== Records provided ==

[Start of section]

PR #5304, opened 2022-05-25
[C++] apply const to the type, not the decl

### LINKED ISSUE #5300: Const keyword is not compatible with semgrep pattern-matching in C++
**Describe the bug**

It appears that the ability to search for a const variable is not possible in Semgrep C++.

**To Reproduce**
https://semgrep.dev/s/chakirbelhaj:x1xl

**Expected behavior**
Semgrep detecting const variables in c++.

**Screenshots**

**Environment**

**Use case**
For a particular use case, we are trying to detect variables that are not reassigned AND are not defined as a const. With this, we intend to force that "read-only" variables are defined as a const.

aryx:
This closes #5300

test plan:
test file included
make test

PR checklist:

- [x] Changelog is up-to-date

### DIFF
--- a/CHANGELOG.md
+++ b/CHANGELOG.md
@@ -61,6 +61,7 @@ This project adheres to [Semantic Versioning](http://semver.org/spec/v2.0.0.html
 - semgrep-core: you can use again rules stored in JSON instead of YAML (#5268)
 - Python: adds support for parentheses around `with` context expressions
   (e.g., `with (open(x) as a, open(y) as b): pass`) (#5092)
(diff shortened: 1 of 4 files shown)


ChakirBelhaj:
When will this change be available on the playground?

aryx:
it's available now if you select the "use develop docker image".
See https://semgrep.dev/s/chakirbelhaj:x1xl?develop=true

aryx:
it should make the next release next week (semgrep 0.95)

[End of section]

== Exercise goal ==
Starting from the line containing "it's available now" and ending with the final line of the data, reproduce each line exactly as it appears, including no other lines.

== Written solution ==
it's available now if you select the "use develop docker image".
See https://semgrep.dev/s/chakirbelhaj:x1xl?develop=true

aryx:
it should make the next release next week (semgrep 0.95)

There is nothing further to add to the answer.